# Cheap & quick cars for under £1000



## Young_JD (Mar 8, 2013)

Any suggestions?

Looking for something small and quick! Just for a bit of fun over the summer


----------



## SteveTDCi (Feb 8, 2006)

Define quick, fast in a straight line or quick around the twisted ?

Fast in a straight line I would look for any Volvo with the t5 lump, something fun I would look for a Clio RSI or a sport ka


----------



## Natalie (Jan 19, 2011)

Ford Puma 

Sent from my HTC One X+ using Tapatalk 2


----------



## gm8 (Apr 25, 2011)

ibiza mk3 cupra or mk2 gti can be had for under 1k


----------



## Young_JD (Mar 8, 2013)

Just something light and can be chucked around, not looking for ridiculous power just something that'll supprise a lot


----------



## TPR1966 (Apr 2, 2006)

Robin Reliant like the trotters


----------



## Twizz (Jul 8, 2012)

Are you looking for a sleeper? 

The 1.7 puma lumps drop into a mk4/5 fiesta - my mate has a 1.6 with manifold and system, but with shawspeed cams, throttle bodies and omex with a custom map. Flies like **** off a shovel. 

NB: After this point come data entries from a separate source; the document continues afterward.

PR #9994, opened 2025-09-26
Fix `-e <extension>` for disabled extensions

### LINKED ISSUE #8752: -e/--extensions flag does not override disabledExtensions setting in settings.json

jakemac53:
## TLDR

Fixes an issue where disabled extensions could not be enabled with `-e <extension>`.

This also fixes a bug where the `update` command would fail for disabled extensions, even if you explicitly asked to update an extension by name.

## Dive Deeper

Moves all handling of extension overrides into the ExtensionEnablementManager, which gives us a central place with all the knowledge necessary for handling the answer to "is some extension enabled".

All APIs that used to take the argv extensions argument now just take an ExtensionEnablementManager. This also allows us to load the extension configurations fewer times from disk (if you share that instance).

This did cause a LOT of churn in tests due to changing the public APIs, and the usage is more verbose, but I think better. 

## Reviewer Test Plan

Do `gemini extensions disable <extension>` and then `gemini -e <extension>` and then `/extensions list` in the CLI. You should see the disabled extension is enabled (and no other extensions).

## Testing Matrix

|          | 🍏  | 🪟  | 🐧  |
| npm run  | ❓  | ❓  | ❓  |
| npx      | ❓  | ❓  | ❓  |
| Docker   | ❓  | ❓  | ❓  |
| Podman   | ❓  | -   | -   |
| Seatbelt | ❓  | -   | -   |

## Linked issues / bugs

Fixes #8752


packages/cli/src/config/extensions/extensionEnablement.ts
```diff
@@ -104,24 +105,55 @@ function globToRegex(glob: string): RegExp {
...
+  /**
+   * Determines if an extension is enabled based on its name and the current
+   * path. The last matching rule in the overrides list wins.
+   *
+   * @param extensionName The name of the extension.
+   * @param currentPath The absolute path of the current working directory.
+   * @returns True if the extension is enabled, false otherwise.
+   */
   isEnabled(extensionName: string, currentPath: string): boolean {
+    // If we have a single override called 'none', this disables all extensions.
```
chrstnb, line 143: took me a second to parse this....would clarify that these are args or something?

chrstnb (approved):
Looks good-- one part was a little confusing, but overall makes sense to me

PR #8006, opened 2025-09-08
docs: document custom witty loading phrases feature

JayadityaGit:
## TLDR

This pull request documents the new **Custom Witty Loading Phrases** feature.
It introduces the `ui.customWittyPhrases` setting in `docs/cli/configuration.md` and updates the example `settings.json` accordingly.

## Dive Deeper

* Adds `ui.customWittyPhrases` to the configuration reference.
* Expands the `settings.json` example to include witty phrases.
* Provides clear documentation so users can easily customize CLI loading messages.

This documentation work ensures users are aware of the new customization option introduced by the feature.

## Testing Matrix

|          | 🍏 | 🪟 | 🐧 |
| -------- | -- | -- | -- |
| npm run  | ❓  | ❓  | ❓  |
| npx      | ❓  | ❓  | ❓  |
| Docker   | ❓  | ❓  | ❓  |
| Podman   | ❓  | -  | -  |
| Seatbelt | ❓  | -  | -  |

## Linked issues / bugs

Related to #8432 — this feature currently has a bug.
I would kindly suggest reviewing it first, since it attempts to solve a major bug in the feature.

PR #10248, opened 2025-09-30
Cleanup useSelectionList and fix infinite loop in debug mode issues.

### LINKED ISSUE #10247: Radio buttons trigger infinite loop in with DEBUG=true
### What happened?

Trigger any UI with radio buttons when DEBUG=1
Notice a constant stream of "Maximum update depth exceeded. This can happen when a component calls setState inside useEffect, but useEffect either doesn't have a dependency array, or one of the dependencies changes on every render." errors.

No Maximum update depth exceeded errors.
This surfaces as performance issues for the theme dialog.

This issue has not made it to the preview branch so does not need to be hotfixed if fixed today.

### Client information

<details>

```console
> /about
# paste output here
```

</details>

### Login information

_No response_

_No response_

jacob314:
## TLDR

Unconditionally dispatching events in useEffect from useSelectionList triggers an infinite loop of updates.

## Dive Deeper

The reducer and core logic in useSelectionList never had to depend on the actual elements in the list only their keys and whether they were disabled. Refactored so that was clear making it more obvious when the update logic could be short circuited for cases where the keys and disabled state didn't change.

Some methods in the reducer also passed in the items when the items didn't change further causing confusion about what needed to be updated when.

## Reviewer Test Plan

set DEBUG=true
note the errors without this change
open the /theme dialog and other ui with radio buttons.
Verify UI is responsive and no errors are thrown.

## Linked issues / bugs

Fixes: #10247
Fixes: #10242

### DIFF
--- a/packages/cli/src/ui/hooks/useSelectionList.test.ts
+++ b/packages/cli/src/ui/hooks/useSelectionList.test.ts
@@ -915,6 +915,39 @@ describe('useSelectionList', () => {
 
       expect(result.current.activeIndex).toBe(2);
     });
+
+    it('should not re-initialize when items have identical keys but are different objects', () => {
+      const initialItems = [
+        { value: 'A', key: 'A' },
+        { value: 'B', key: 'B' },
+      ];
+
+      let renderCount = 0;
+
+      const { rerender } = renderHook(
+        ({ items: testItems }: { items: Array<SelectionListItem<string>> }) => {
+          renderCount++;
+          return useSelectionList({
+            onSelect: mockOnSelect,
+            onHighlight: mockOnHighlight,
+            items: testItems,
+          });
+        },
+        { initialProps: { items: initialItems } },
+      );
+
+      // Initial render
+      expect(renderCount).toBe(1);
+
+      // Create new items with the same keys but different object references
+      const newItems = [
+        { value: 'A', key: 'A' },
+        { value: 'B', key: 'B' },
+      ];
+
+      rerender({ items: newItems });
+      expect(renderCount).toBe(2);
+    });
   });
 
   describe('Manual Control', () => {
--- a/packages/cli/src/ui/hooks/useSelectionList.ts
+++ b/packages/cli/src/ui/hooks/useSelectionList.ts
@@ -4,12 +4,17 @@
  * SPDX-License-Identifier: Apache-2.0
  */
 
-import { useReducer, useRef, useEffect } from 'react';
-import { useKeypress } from './useKeypress.js';
+import { useReducer, useRef, useEffect, useCallback } from 'react';
+import { useKeypress, type Key } from './useKeypress.js';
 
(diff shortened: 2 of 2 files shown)


packages/cli/src/ui/hooks/useSelectionList.ts
```diff
@@ -228,20 +244,38 @@ export function useSelectionList<T>({
...
+
+    if (baseItemsChanged || initialIndexChanged) {
+      dispatch({
+        type: 'INITIALIZE',
+        payload: { initialIndex, items: baseItems },
+      });
+      prevBaseItemsRef.current = baseItems;
+      prevInitialIndexRef.current = initialIndex;
+    }
+  });
```
abhipatel12, line 278: Do we not need a dependency array?

packages/cli/src/ui/hooks/useSelectionList.test.ts
```diff
@@ -915,6 +915,39 @@ describe('useSelectionList', () => {
...
+      // Initial render
+      expect(renderCount).toBe(1);
+
+      // Create new items with the same keys but different object references
+      const newItems = [
+        { value: 'A', key: 'A' },
+        { value: 'B', key: 'B' },
+      ];
+
+      rerender({ items: newItems });
```
abhipatel12, line 948: Should we also assert that the current active index is also preserved (i.e user's choice is preserved)?

packages/cli/src/ui/hooks/useSelectionList.ts
abhipatel12, line 278: Just curious, we can omit the dependency array here?

abhipatel12 (approved):
LGTM with a couple of questions

packages/cli/src/ui/hooks/useSelectionList.ts
jacob314: because the one dep will always change each frame so there is no point.

packages/cli/src/ui/hooks/useSelectionList.test.ts
jacob314: i'd keep this test validating one thing. other tests validate that. this test isn't messing with the activeIndex so regardless of re-renders it would be the same value.

JayadityaGit:
lgtm

JayadityaGit:
It’s been a while since this PR was approved: https://github.com/google-gemini/gemini-cli/pull/8006

Could you guys please review the documentation update for the Custom Witty Phrases feature? I’m really eager to get this documented, and your feedback would mean a lot. Thanks! 🙏

packages/cli/src/ui/hooks/useSelectionList.ts
jacob314: chatted offline. because we intentionally run the useEffect after each render.

PR #10280, opened 2025-10-01
Switch to a reducer for tracking update state fixing flicker issues due to continuous renders

jacob314:
## TLDR

We were triggering calls to setState every frame triggering a classic React render loop issue due to improper react state management.

## Dive Deeper

Refactored from unsafe ways of using setState to using a proper reducer pattern.
Also avoided scary cases we were doing work after an async gap where state might have changed completely.

I will follow up with a proper integration test for this case as well as fixing the frame counter logic to add errors to the output even when ctrl-b has not been pressed warning that there is constant rendering when the app should be idle.

## Reviewer Test Plan

Run with --debug
press ctrl-b to trigger the frame render counter.
Verify that without the change the number goes up continously.
With this change the frame counter only goes up when the user interacts with the app or content is streaming
Manually test that updating extensions still works correctly.
Also verify that you can make large edits, press ctrl-S and not get destroyed by flicker.

## Testing Matrix

Resolves #10242

### DIFF
--- a/packages/cli/src/config/extensions/update.ts
+++ b/packages/cli/src/config/extensions/update.ts
@@ -7,6 +7,7 @@
 import {
   type ExtensionUpdateAction,
   ExtensionUpdateState,
+  type ExtensionUpdateStatus,
 } from '../../ui/state/extensions.js';
 import {
   copyExtension,
@@ -121,7 +122,7 @@ export async function updateAllUpdatableExtensions(
   cwd: string = process.cwd(),
   requestConsent: (consent: string) => Promise<boolean>,
   extensions: GeminiCLIExtension[],
-  extensionsState: Map<string, ExtensionUpdateState>,
+  extensionsState: Map<string, ExtensionUpdateStatus>,
   dispatch: (action: ExtensionUpdateAction) => void,
 ): Promise<ExtensionUpdateInfo[]> {
   return (
@@ -129,7 +130,7 @@ export async function updateAllUpdatableExtensions(
       extensions
         .filter(
           (extension) =>
-            extensionsState.get(extension.name) ===
+            extensionsState.get(extension.name)?.status ===
             ExtensionUpdateState.UPDATE_AVAILABLE,
         )
         .map((extension) =>
@@ -137,7 +138,7 @@ export async function updateAllUpdatableExtensions(
             extension,
             cwd,
             requestConsent,
-            extensionsState.get(extension.name)!,
+            extensionsState.get(extension.name)!.status,
             dispatch,
           ),
         ),
@@ -152,13 +153,10 @@ export interface ExtensionUpdateCheckResult {
 
 export async function checkForAllExtensionUpdates(
   extensions: GeminiCLIExtension[],
-  extensionsUpdateState: Map<string, ExtensionUpdateState>,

A lot of the hot matches are slowly creeping into the £1000 mark and under, just make sure what ever you get it's reliable.


----------



## JA0395 (Dec 26, 2011)

One of these http://www.autotrader.co.uk/classif.../keywords/gt/page/1/postcode/m242dg?logcode=p

My brother had one and my god it flew!


----------



## Shiny (Apr 23, 2007)

2.2 Vtec 4th gen Prelude, cheap as chips, immense fun, go kart handling, 0-60 well below 7 seconds, good looking car too.


----------



## pcm1980 (May 4, 2009)

Clio 1.8 16v? Handling second to none for cars in your budget, also sub 8 second to 60.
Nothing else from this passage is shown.